- First volume cover

将太の寿司
- Genre: Cooking
- Written by: Daisuke Terasawa
- Published by: Kodansha
- Magazine: Weekly Shōnen Magazine
- Original run: 1992 – 1997
- Volumes: 27
- Directed by: Yuichi Sato; Toshinori Nishimae;
- Produced by: Takeshi Moriya
- Written by: Akira Tomozawa; Shogo Kashida;
- Music by: Takayuki Hattori
- Studio: Fuji TV
- Original run: April 19, 1996 – September 20, 1996
- Episodes: 17

Shōta no Sushi: Kokoro ni Hibiku Shari no Aji
- Directed by: Toshitaka Tsunoda
- Written by: Takahiko Masuda
- Studio: Studio Comet
- Original network: TV Tokyo
- Released: October 11, 1999
- Runtime: 47 Minutes

Shōta no Sushi: Zenkokutaikai-hen
- Written by: Daisuke Terasawa
- Published by: Kodansha
- Magazine: Weekly Shōnen Magazine
- Original run: 1997 – 2000
- Volumes: 17

Shōta no Sushi 2: World Stage
- Written by: Daisuke Terasawa
- Published by: Kodansha
- Magazine: Evening
- Original run: September 24, 2013 – April 28, 2015
- Volumes: 4

= Shōta no Sushi =

Japanese manga series

Shōta no Sushi (将太の寿司) is a Japanese manga series written and illustrated by Daisuke Terasawa about a teen boy Shota Sekiguchi (関口将太, Sekiguchi Shōta) and his journey from an apprentice to become a sushi chef. It was later adapted into TV series, produced by Fuji TV. The manga series ended when Shota won the regional sushi competition in Tokyo. A sequel continued with him being the Tokyo representative in the national competition, to keep a promise for a re-match with his rival Anto Saji.

==Plot==
The family of Shota Sekiguchi (関口 将太, Sekiguchi Shōta) owns a small sushi shop called Tomoe Sushi (巴寿司) in Otaru, Hokkaido. Their business struggles against Sasa Sushi (笹寿司), a large sushi chain that dominates the market through aggressive pricing and mass production. Compounding their difficulties, Shota's mother suffers from a chronic illness, draining the family's savings and disrupting his father Genji (源治)'s ability to work. When Genji is injured and unable to compete in a local sushi contest, Shota takes his place. Though he does not win, his skill impresses Seigoro Otori (鳳征 五郎, Ōtori Seigorō), owner of the renowned O Sushi (鳳寿司) in Tokyo, who offers him an apprenticeship. Recognizing that Shota needs broader experience to save their family business, Genji agrees.
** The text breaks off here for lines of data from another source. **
PR #93, opened 2022-03-07
Use cutoff in LAMMPS pair potential

adisr04:
Modify LAMMPS `Initialize.pair_map()` method to use per-pair cutoff values in order to remove unnecessary rows from the tabulated pair potentials

### DIFF
--- a/relentless/simulate/lammps.py
+++ b/relentless/simulate/lammps.py
@@ -333,21 +333,19 @@ class Initialize(LAMMPSOperation):
                         rcut[(i,j)] = r[1]
         else:
             rcut = None
-            rcut = sim.communicator.bcast(rcut)
+        rcut = sim.communicator.bcast(rcut)
 
         # process all lammps commands
         cmds = ['neighbor {skin} multi'.format(skin=sim.potentials.pair.neighbor_buffer)]
         cmds += ['pair_style table linear {N}'.format(N=Nr)]
 
-        cutoff = {}
         for i,j in sim.ensemble.pairs:
             # get lammps type indexes, lowest type first
             id_i,id_j = pair_map(sim,(i,j))
-            cutoff[(i,j)] = rcut[(i,j)] if rcut is not None else ''
             cmds += ['pair_coeff {id_i} {id_j} {filename} TABLE_{id_i}_{id_j} {cutoff}'.format(id_i=id_i,
                                                                                                id_j=id_j,
                                                                                                filename=file_,
-                                                                                               cutoff=cutoff[(i,j)])]
+                                                                                               cutoff=rcut[(i,j)])]
 
         return cmds
 


relentless/simulate/lammps.py
```diff
@@ -304,6 +304,7 @@ def pair_map(sim,pair):
         if sim.communicator.rank == sim.communicator.root:
             with open(file_,'w') as fw:
                 fw.write('# LAMMPS tabulated pair potentials\n')
+                rcut = {}
```
mphoward, line 307: This variable needs to be made available on all ranks, right now it is only defined on the root rank. To do this, you either need to broadcast from `root`, or you need to adapt the code so that `u` and `f` become available on all ranks. The first option requires fewer changes:
```py
if sim.communicator.rank == sim.communicator.root:
    rcut = {}
    with open(file_,'w') as fw:
        # all the existing code here
else:
    rcut = None
rcut = sim.communicator.bcast(rcut)
```

relentless/simulate/lammps.py
```diff
@@ -321,14 +322,24 @@ def pair_map(sim,pair):
                     f = sim.potentials.pair.force((i,j))[flags]
                     for idx in range(Nr):
                         fw.write('{idx} {r} {u} {f}\n'.format(idx=idx+1,r=r[idx],u=u[idx],f=f[idx]))
+                        # find the largest r with a nonzero potential
+                        if abs(u[idx])>0.0 and u[idx+1]==0.0:
+                            rcut_val = r[idx]
+
+                    key = '{id_i},{id_j}'.format(id_i=id_i,id_j=id_j)
+                    rcut[key] = rcut_val
```
mphoward, line 330: Just key it on `i,j` since below you are going to do the same loop
```suggestion
                    rcut[(i,j)] = rcut_val
```

relentless/simulate/lammps.py
```diff
@@ -321,14 +322,24 @@ def pair_map(sim,pair):
...
         cmds += ['pair_style table linear {N}'.format(N=Nr)]
         for i,j in sim.ensemble.pairs:
             # get lammps type indexes, lowest type first
             id_i,id_j = pair_map(sim,(i,j))
-            cmds += ['pair_coeff {id_i} {id_j} {filename} TABLE_{id_i}_{id_j}'.format(id_i=id_i,id_j=id_j,filename=file_)]
+            key = '{id_i},{id_j}'.format(id_i=id_i,id_j=id_j)
+            cmds += ['pair_coeff {id_i} {id_j} {filename} TABLE_{id_i}_{id_j} {rcut}'.format(id_i=id_i,
+                                                                                             id_j=id_j,
+                                                                                             filename=file_,
+                                                                                             rcut=rcut[key])]
```
mphoward, line 342:
```suggestion
            cmds += ['pair_coeff {id_i} {id_j} {filename} TABLE_{id_i}_{id_j} {rcut}'.format(id_i=id_i,
                                                                                             id_j=id_j,
                                                                                             filename=file_,
                                                                                             rcut=rcut[(i,j)])]
```

relentless/simulate/lammps.py
```diff
@@ -321,14 +322,24 @@ def pair_map(sim,pair):
                     f = sim.potentials.pair.force((i,j))[flags]
                     for idx in range(Nr):
                         fw.write('{idx} {r} {u} {f}\n'.format(idx=idx+1,r=r[idx],u=u[idx],f=f[idx]))
+                        # find the largest r with a nonzero potential
+                        if abs(u[idx])>0.0 and u[idx+1]==0.0:
+                            rcut_val = r[idx]
```
mphoward, line 327: This will sort of work, but it is inefficient and has some bad corner cases. For example, `rcut_val` will be undefined if this condition is never met. I would suggest instead doing this outside the loop with numpy. Something like this might work:
```py
# find r where potential and force are both zero
nonzero_r = numpy.flatnonzero(numpy.logical_and(~np.isclose(u,0), ~np.isclose(f,0)))
if len(nonzero_r) > 1:
    # cutoff at last nonzero r, must not be first r or LAMMPS will raise error
    rcut[(i,j)] = r[nonzero_r[-1]]
else:
    # 0 or 1 points are nonzero, cutoff at second r point
    rcut[(i,j)] = r[1]
```

mphoward (changes requested):
Good start! Here are some suggestions

relentless/simulate/lammps.py
```diff
@@ -322,13 +323,31 @@ def pair_map(sim,pair):
...
+                    nonzero_r = numpy.flatnonzero(numpy.logical_and(~numpy.isclose(u,0),~numpy.isclose(f,0)))
+                    if len(nonzero_r) > 1:
+                        # cutoff at last nonzero r (cannot be first r)
+                        rcut[(i,j)] = r[nonzero_r[-1]]
+                    else:
+                        # if first or second r is nonzero, cutoff at second
+                        rcut[(i,j)] = r[1]
+        else:
+            rcut = None
+            rcut = sim.communicator.bcast(rcut)
```
mphoward, line 336: This needs to be outside the `else` branch, as it must be called on all ranks
```suggestion
        rcut = sim.communicator.bcast(rcut)
```

relentless/simulate/lammps.py
```diff
@@ -322,13 +323,31 @@ def pair_map(sim,pair):
...
+
         # process all lammps commands
         cmds = ['neighbor {skin} multi'.format(skin=sim.potentials.pair.neighbor_buffer)]
         cmds += ['pair_style table linear {N}'.format(N=Nr)]
+
+        cutoff = {}
```
mphoward, line 342: This seems like a hack to fix the `rcut` being in the wrong place above. It should be removed
```suggestion
```

relentless/simulate/lammps.py
```diff
@@ -322,13 +323,31 @@ def pair_map(sim,pair):
...
         for i,j in sim.ensemble.pairs:
             # get lammps type indexes, lowest type first
             id_i,id_j = pair_map(sim,(i,j))
-            cmds += ['pair_coeff {id_i} {id_j} {filename} TABLE_{id_i}_{id_j}'.format(id_i=id_i,id_j=id_j,filename=file_)]
+            cutoff[(i,j)] = rcut[(i,j)] if rcut is not None else ''
```
mphoward, line 346:
```suggestion
```

relentless/simulate/lammps.py
```diff
@@ -322,13 +323,31 @@ def pair_map(sim,pair):
...
+            cmds += ['pair_coeff {id_i} {id_j} {filename} TABLE_{id_i}_{id_j} {cutoff}'.format(id_i=id_i,
+                                                                                               id_j=id_j,
+                                                                                               filename=file_,
+                                                                                               cutoff=cutoff[(i,j)])]
```
mphoward, line 350:
```suggestion
                                                                                               cutoff=rcut[(i,j)])]
```

mphoward (changes requested):

mphoward (approved):
Thank you!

In Tokyo, Shota faces numerous challenges, realizing that mastering sushi requires more than just technical skill. While senior apprentices Seiji Fujita (藤田 政二, Fujita Seiji) and Hidemasa Okamura (岡村 秀政, Okamura HideMasa)) are supportive, Anto Saji (佐治 安人, Saji Anto) bullies both Shota and fellow apprentice Shingo Obata (小畑 慎吾, Obata Shingo). Seigoro observes their rivalry and organizes a three-round competition between Shota and Anto to determine who will represent O Sushi in an upcoming Tokyo contest. The first round tests their ability to prepare out-of-season sea bream. Anto steals the fish Shota's friends procure for him, forcing Shota to use an inferior substitute. Despite this, Shota wins by employing superior technique, humbling Anto. In the second round, focusing on unagi, Anto holds an advantage with a three-year-old eel sauce, while Shota improvises a sauce-free preparation. Though his dish is praised, he loses for failing to answer a critical question about serving etiquette.
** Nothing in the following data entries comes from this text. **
PR #94, opened 2022-03-22
Refactor RelativeEntropy compute method

adisr04:
- Modify `RelativeEntropy.compute()` method to save simulation `Ensemble` to file
- Create `RelativeEntropy.compute_gradient()` method for direct computation of gradient using Ensemble
- Modify corresponding documentation and unit tests.

### DIFF
--- a/relentless/optimize/objective.py
+++ b/relentless/optimize/objective.py
@@ -51,7 +51,7 @@ To implement your own objective function, create a class that derives from
 .. autoclass:: RelativeEntropy
     :member-order: bysource
     :members: compute,
-        gradient,
+        compute_gradient,
         design_variables,
         target
 
@@ -266,7 +266,8 @@ class RelativeEntropy(ObjectiveFunction):
         as defined in :meth:`~relentless.simulate.simulate.Simulation.run()`,
         namely the simulation-generated ensemble, which is written to
         `ensemble.json`, and the values of the pair potential design variables,
-        which are written to ``potential.i.json`` for the :math:`i`\th pair potential.
+        which are written to ``pair_potential.i.json`` for the :math:`i`\th pair
+        potential.
 
         Parameters
         ----------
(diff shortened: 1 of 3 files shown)


relentless/optimize/objective.py
```diff
@@ -279,9 +281,35 @@ def compute(self, directory=None):
...
+        # optionally write output to directory
+        if directory is not None and (self.communicator is None or self.communicator.rank == self.communicator.root):
+            for n,p in enumerate(self.potentials.pair.potentials):
+                p.save(directory.file('potential.{}.json'.format(n)))
+            sim_ens.save(directory.file('ensemble.json'))
+
+        # relative entropy *value* is None
+        return self.make_result(None, gradient, directory)
+
+    def gradient(self, sim_ens):
```
mphoward, line 298: Question: do we want this to be called `gradient` or `compute_gradient`? The former is shorter but also seems more like a property than a method.

In any case, suggesting a nicer argument name:
```suggestion
    def gradient(self, ensemble):
```

relentless/optimize/objective.py
```diff
@@ -279,9 +281,35 @@ def compute(self, directory=None):
...
+        """Computes the relative entropy gradient from a specified ensemble,
+        relative to the target.
```
mphoward, line 300:
```suggestion
        """Compute the relative entropy gradient for an ensemble.
```

tests/optimize/test_objective.py
```diff
@@ -218,6 +218,17 @@ def test_directory(self):
         self.assertAlmostEqual(x["('1', '1')"]['sigma'], self.sigma.value)
         self.assertAlmostEqual(x["('1', '1')"]['rmax'], 2.7)
 
+        sim = self.simulation.run(self.target, self.potentials, self.directory.name)
```
mphoward, line 221: We should also add a test (probably in its own test function, or else maybe in `test_compute`) that checks that the `gradient()` method works properly.

relentless/optimize/objective.py
```diff
@@ -279,9 +281,35 @@ def compute(self, directory=None):
...
         """
+        # run simulation and use result to compute gradient
         sim = self.simulation.run(self.target, self.potentials, directory, self.communicator)
         sim_ens = self.thermo.extract_ensemble(sim)
+        gradient = self.gradient(sim_ens)
+
+        # optionally write output to directory
+        if directory is not None and (self.communicator is None or self.communicator.rank == self.communicator.root):
+            for n,p in enumerate(self.potentials.pair.potentials):
+                p.save(directory.file('potential.{}.json'.format(n)))
```
mphoward, line 292: Looking at this, I am realizing that calling this "potential" is probably not the best idea, in case we add other types of potentials in future. Maybe we should rename the file to `pair_potential.*.json` or something like that?
```suggestion
                p.save(directory.file('pair_potential.{}.json'.format(n)))
```

mphoward (changes requested):
This looks very good, thank you! I have a couple comments and questions for you. We can discuss on Slack if you want, but I think we can get this wrapped up soon.

relentless/optimize/objective.py
```diff
@@ -261,10 +262,12 @@ def compute(self, directory=None):
...
         computationally expensive.
 
-        Optionally, a directory can be specified both to write the simulation
-        output as defined in :meth:`~relentless.simulate.simulate.Simulation.run()`,
-        and the values of the pair potential design variables, which are written
-        to ``potential.i.json`` for the :math:`i`\th pair potential.
+        Optionally, a directory can be specified to write the simulation output
+        as defined in :meth:`~relentless.simulate.simulate.Simulation.run()`,
+        namely the simulation-generated ensemble, which is written to
+        `ensemble.json`, and the values of the pair potential design variables,
```
mphoward, line 268:
```suggestion
        ``ensemble.json``, and the values of the pair potential design variables,
```

mphoward (approved):
Looks good, thank you! I will commit this minor edit to the docs and merge.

For the final round, Shota chooses anchovies—a fish Anto had mockingly compared to Shingo—to encourage his demoralized friend. He defeats Anto, who, despite his loss, matures from the experience. Seigoro offers Anto a promotion, but Anto declines, choosing to train elsewhere to avoid stagnation. He vows to challenge Shota again in the future. Shota proceeds to compete in the Tokyo sushi tournament, honing his craft with each round. Meanwhile, in Otaru, Sasa Sushi intensifies its efforts to force Tomoe Sushi out of business, adding urgency to Shota's growth as a chef.